The Congressional Budget Office said that doing so would reduce employment and output in 2021 and lead to more permanent business closures.
You cannot aid the recovery or help individuals and families by increasing unemployment.
That’s why Congress should replace the $600 bonus unemployment benefit with a temporary partial federal match to state benefits.
If Congress provided a 40% match to state-based benefits, someone who receives a 50% percent state benefit would end up with 70%, including the federal match. The match could decline by 10% per month through December 2021.
Such a match could also help workers who are able to find work, but with fewer hours and lower incomes than before, by boosting “short-time” or partial benefits in states that offer such programs.
As the CBO analysis of unemployment benefits explained of such proportional wage-based benefits:
[T]he effects on output and employment would probably be more positive, because a proportional benefit would not create especially weak incentives to work for people with low potential earnings.
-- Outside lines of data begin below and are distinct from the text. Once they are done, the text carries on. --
PR #539, opened 2022-01-13
src: kw_time_and_date: fix get_week_beginning_day

kwy95:
The previous implementation used the '%u' parameter to get the day of
the week of a given date, this returns 7 for sundays, this resulted in
the previous sunday being returned by the function, which is incorrect.
This changes the parameter to '%w', which returns 0 for sundays,
yielding the expected behavior.


rodrigosiqueira:
Merged, thanks.

PR #541, opened 2022-01-14
src: kwlib: improve command_exists check

kwy95:
Use only the first "word" from a command line to check if the command
exists or not.


rodrigosiqueira:
Merged!
Thanks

While targeted unemployment supports can alleviate the symptoms of unemployment, the only cure is work opportunities.
Federal and state policymakers should seek to replace rigidity with flexibility and to help open doors to income and work opportunities for all Americans.
Policymakers can reduce barriers to employment by allowing safe reopenings of society, providing limited liability for workers and businesses that follow Centers for Disease Control and Prevention guidance, respecting individuals’ right to work, repealing wage restrictions that reduce jobs, and ending restrictions that limit workplace flexibility.
These are the types of policies that led to a 50-year record-low unemployment rate as recently as February, and they are the same policies that will help America return there.